XVA analysis, risk measures and applications to centrally cleared trading.

Authors
Publication date
2017
Publication type
Thesis
Summary This thesis addresses various issues related to collateral management in the context of centralized trading through clearing houses. First, we present the notions of capital cost and funding cost for a bank, by placing them in an elementary Black-Scholes framework where the payoff of a standard call takes the place of a counterparty default exposure. We assume that the bank only imperfectly hedges this call and faces a funding cost higher than the risk-free rate, hence the FVA and KVA pricing corrections with respect to the Black-Scholes price. We then focus on the costs that a bank faces when trading in a CCP. To this end, we transpose the XVA framework of bilateral trading to centralized trading. The total cost for a member to trade through a CCP is thus decomposed into a CVA corresponding to the cost for the member to replenish its contribution to the guarantee fund in case of losses due to defaults by other members, an MVA corresponding to the cost of financing its initial margin and a KVA corresponding to the cost of capital put at risk by the member in the form of its contribution to the guarantee fund.

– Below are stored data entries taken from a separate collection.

PR #21409, opened 2021-06-24
meson.eclass: EAPI 8 support

dm0-:
@floppym Here is an update to allow EAPI 8 with meson packages (excluding the `meson-multilib.eclass`, since that can be done with all of its multilib eclass dependencies).

This updates `meson.eclass` to conform to conventions that other eclasses seem to follow.  E.g. conditional inherits are first (presumably for function precedence), and defining the inherit guard at the end.  It also removes the split inherit guard.  The only reason I saw for it is [bug #619178 comment #4](https://bugs.gentoo.org/619178#c4) with no further details.  Are there actually any examples of this being a problem?  A couple Python eclasses seem to be the only other instances of this.

### DIFF
--- a/eclass/meson.eclass
+++ b/eclass/meson.eclass
@@ -5,7 +5,7 @@
 # @MAINTAINER:
 # William Hubbs <williamh@gentoo.org>
 # Mike Gilbert <floppym@gentoo.org>
-# @SUPPORTED_EAPIS: 6 7
+# @SUPPORTED_EAPIS: 6 7 8
 # @BLURB: common ebuild functions for meson-based packages
 # @DESCRIPTION:
 # This eclass contains the default phase functions for packages which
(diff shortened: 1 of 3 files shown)


eclass/meson.eclass
```diff
@@ -35,31 +35,24 @@
 # @CODE
 
 case ${EAPI:-0} in
```
ulm, line 37:
```suggestion
case ${EAPI} in
```

ulm (approved):

eclass/meson.eclass
dm0-: Updated.  (This is another case where it seems most other eclasses are doing that.)

floppym:
I would prefer to keep EXPORT_FUNCTIONS outside the include guard. It doesn't make the eclass that much more complex, and the resulting behavior is nicer.

dm0-:
I've added a quick update to the inherited `eapi7-ver.eclass` so that it doesn't say EAPI 8 is unknown.

thesamesam (approved):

We then question the regulatory assumptions previously used, looking at alternatives in which members would use a third party for their initial margin, who would post the margin in the member's place in exchange for a fee. We also consider a method of calculating the guarantee fund and its allocation that takes into account the risk of the chamber in the sense of the fluctuations of its P&L over the following year, as it results from the combination of the market risk and the default risk of the members. Finally, we propose the application of multivariate risk measure methodologies for the calculation of members' margins and/or guarantee funds. We introduce a notion of systemic risk measures in the sense that they are sensitive not only to the marginal risks of the components of a financial system (e.g., but not necessarily the positions of the members of a CCP), but also to their dependence.